[Dataset entries]
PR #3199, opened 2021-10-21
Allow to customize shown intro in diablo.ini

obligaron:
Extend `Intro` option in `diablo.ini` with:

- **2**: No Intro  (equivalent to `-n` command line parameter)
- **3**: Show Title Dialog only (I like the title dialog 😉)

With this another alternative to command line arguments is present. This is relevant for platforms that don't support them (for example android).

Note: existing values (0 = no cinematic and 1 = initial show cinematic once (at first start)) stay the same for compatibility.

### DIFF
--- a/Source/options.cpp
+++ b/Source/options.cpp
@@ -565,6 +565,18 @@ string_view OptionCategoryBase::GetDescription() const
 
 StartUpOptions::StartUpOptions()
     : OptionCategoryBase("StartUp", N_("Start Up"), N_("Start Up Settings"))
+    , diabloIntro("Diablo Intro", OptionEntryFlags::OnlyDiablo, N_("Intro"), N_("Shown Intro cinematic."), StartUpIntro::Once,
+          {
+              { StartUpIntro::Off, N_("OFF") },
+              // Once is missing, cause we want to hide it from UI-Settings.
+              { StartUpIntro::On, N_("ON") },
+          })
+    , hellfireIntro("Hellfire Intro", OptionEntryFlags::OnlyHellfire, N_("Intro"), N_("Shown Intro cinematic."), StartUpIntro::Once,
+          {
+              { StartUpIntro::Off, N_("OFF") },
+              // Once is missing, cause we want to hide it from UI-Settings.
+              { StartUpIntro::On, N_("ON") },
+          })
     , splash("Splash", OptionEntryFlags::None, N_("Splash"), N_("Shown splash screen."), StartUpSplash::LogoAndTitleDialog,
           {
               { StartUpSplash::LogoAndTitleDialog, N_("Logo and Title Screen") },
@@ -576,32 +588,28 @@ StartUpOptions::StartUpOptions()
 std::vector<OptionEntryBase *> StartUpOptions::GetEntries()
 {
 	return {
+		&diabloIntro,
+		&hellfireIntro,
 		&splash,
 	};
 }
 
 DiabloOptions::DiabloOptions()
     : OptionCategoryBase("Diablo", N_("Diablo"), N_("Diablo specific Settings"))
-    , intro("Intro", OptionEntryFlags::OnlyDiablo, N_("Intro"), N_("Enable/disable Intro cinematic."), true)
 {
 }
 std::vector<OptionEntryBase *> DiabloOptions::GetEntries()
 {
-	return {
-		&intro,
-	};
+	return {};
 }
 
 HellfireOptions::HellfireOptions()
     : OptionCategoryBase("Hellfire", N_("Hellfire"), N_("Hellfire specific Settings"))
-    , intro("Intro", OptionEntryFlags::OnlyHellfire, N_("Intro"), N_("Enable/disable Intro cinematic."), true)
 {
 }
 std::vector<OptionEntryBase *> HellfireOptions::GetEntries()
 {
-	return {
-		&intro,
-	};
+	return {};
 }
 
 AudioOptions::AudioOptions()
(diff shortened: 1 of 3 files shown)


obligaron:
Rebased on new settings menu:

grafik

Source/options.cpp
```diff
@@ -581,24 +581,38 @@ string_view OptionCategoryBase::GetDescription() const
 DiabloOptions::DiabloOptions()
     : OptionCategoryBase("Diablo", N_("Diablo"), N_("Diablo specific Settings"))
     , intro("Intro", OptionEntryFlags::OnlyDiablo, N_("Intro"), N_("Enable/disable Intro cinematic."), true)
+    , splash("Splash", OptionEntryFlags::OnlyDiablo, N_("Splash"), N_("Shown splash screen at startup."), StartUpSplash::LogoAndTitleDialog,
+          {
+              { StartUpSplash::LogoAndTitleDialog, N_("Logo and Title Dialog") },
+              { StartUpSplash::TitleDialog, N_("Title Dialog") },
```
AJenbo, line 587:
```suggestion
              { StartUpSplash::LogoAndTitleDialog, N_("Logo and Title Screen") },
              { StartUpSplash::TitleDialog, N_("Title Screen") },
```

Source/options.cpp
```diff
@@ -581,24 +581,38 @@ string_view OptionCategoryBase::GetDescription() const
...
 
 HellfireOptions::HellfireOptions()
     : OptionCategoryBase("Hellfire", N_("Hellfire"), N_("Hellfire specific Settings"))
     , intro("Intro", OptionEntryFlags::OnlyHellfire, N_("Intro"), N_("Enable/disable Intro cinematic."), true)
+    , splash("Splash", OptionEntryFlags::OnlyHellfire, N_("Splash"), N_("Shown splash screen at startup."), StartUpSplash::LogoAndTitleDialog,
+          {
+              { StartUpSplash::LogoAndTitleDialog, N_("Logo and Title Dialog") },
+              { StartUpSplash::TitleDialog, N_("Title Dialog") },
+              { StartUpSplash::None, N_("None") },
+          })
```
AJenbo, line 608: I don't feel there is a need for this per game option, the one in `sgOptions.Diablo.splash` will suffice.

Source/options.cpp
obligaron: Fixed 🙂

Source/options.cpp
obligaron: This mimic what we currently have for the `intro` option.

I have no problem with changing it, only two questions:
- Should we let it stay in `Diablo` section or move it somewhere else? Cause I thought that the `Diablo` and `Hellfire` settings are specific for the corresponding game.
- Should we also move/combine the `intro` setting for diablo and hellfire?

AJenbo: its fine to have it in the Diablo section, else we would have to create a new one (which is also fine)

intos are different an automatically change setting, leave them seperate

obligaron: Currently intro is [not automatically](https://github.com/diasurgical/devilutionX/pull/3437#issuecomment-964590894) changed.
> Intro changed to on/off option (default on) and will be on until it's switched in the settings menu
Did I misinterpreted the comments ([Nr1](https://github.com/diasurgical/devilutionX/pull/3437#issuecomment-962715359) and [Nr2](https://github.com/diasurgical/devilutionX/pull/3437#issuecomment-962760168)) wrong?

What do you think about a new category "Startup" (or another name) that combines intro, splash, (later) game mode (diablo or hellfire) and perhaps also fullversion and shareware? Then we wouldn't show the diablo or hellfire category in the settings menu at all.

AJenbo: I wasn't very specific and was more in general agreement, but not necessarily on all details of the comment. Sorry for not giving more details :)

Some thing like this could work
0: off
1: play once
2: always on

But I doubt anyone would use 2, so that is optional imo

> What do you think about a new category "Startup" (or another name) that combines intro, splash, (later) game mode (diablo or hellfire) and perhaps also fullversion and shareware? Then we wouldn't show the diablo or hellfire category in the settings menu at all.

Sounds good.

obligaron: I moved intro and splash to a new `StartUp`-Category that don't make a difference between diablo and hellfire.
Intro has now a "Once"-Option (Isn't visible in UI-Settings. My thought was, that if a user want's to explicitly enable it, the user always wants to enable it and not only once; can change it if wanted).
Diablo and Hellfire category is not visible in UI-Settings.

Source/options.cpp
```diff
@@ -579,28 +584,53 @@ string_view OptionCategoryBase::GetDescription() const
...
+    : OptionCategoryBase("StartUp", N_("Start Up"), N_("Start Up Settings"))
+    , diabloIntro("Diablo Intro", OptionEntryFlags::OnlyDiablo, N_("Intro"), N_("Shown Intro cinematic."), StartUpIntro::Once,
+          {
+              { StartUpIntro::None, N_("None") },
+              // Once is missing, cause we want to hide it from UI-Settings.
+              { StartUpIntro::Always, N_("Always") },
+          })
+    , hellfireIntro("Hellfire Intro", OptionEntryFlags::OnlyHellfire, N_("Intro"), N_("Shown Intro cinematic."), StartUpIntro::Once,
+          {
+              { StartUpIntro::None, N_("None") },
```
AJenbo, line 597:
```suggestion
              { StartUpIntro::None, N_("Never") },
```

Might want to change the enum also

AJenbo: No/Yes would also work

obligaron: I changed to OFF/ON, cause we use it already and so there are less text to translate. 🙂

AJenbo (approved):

* * *

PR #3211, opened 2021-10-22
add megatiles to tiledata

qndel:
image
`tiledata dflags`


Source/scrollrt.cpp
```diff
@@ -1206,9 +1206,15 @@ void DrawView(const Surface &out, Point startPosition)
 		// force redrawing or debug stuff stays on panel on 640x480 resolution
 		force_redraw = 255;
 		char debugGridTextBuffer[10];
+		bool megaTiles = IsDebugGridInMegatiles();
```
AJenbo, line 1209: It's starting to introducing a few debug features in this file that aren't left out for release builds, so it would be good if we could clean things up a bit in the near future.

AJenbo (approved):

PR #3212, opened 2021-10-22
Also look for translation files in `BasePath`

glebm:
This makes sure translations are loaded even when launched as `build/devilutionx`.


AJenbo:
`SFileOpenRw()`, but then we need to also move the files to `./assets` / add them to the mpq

--

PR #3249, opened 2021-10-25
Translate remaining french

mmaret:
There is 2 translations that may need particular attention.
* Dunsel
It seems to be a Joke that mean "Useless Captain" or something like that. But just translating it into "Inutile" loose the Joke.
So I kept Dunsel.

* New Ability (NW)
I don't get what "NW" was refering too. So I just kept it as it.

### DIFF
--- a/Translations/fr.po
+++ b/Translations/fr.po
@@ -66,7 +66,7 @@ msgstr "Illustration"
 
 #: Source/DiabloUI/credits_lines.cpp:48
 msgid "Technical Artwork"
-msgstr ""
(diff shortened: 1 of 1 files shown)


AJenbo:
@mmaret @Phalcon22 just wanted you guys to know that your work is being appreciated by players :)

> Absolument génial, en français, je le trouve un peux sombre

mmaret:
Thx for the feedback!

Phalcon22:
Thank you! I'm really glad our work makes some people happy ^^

#### Problem requirements:
With "else" as the string to find, copy every line of the records that holds it.

#### Completed exercise:
- Should we let it stay in `Diablo` section or move it somewhere else? Cause I thought that the `Diablo` and `Hellfire` settings are specific for the corresponding game.
AJenbo: its fine to have it in the Diablo section, else we would have to create a new one (which is also fine)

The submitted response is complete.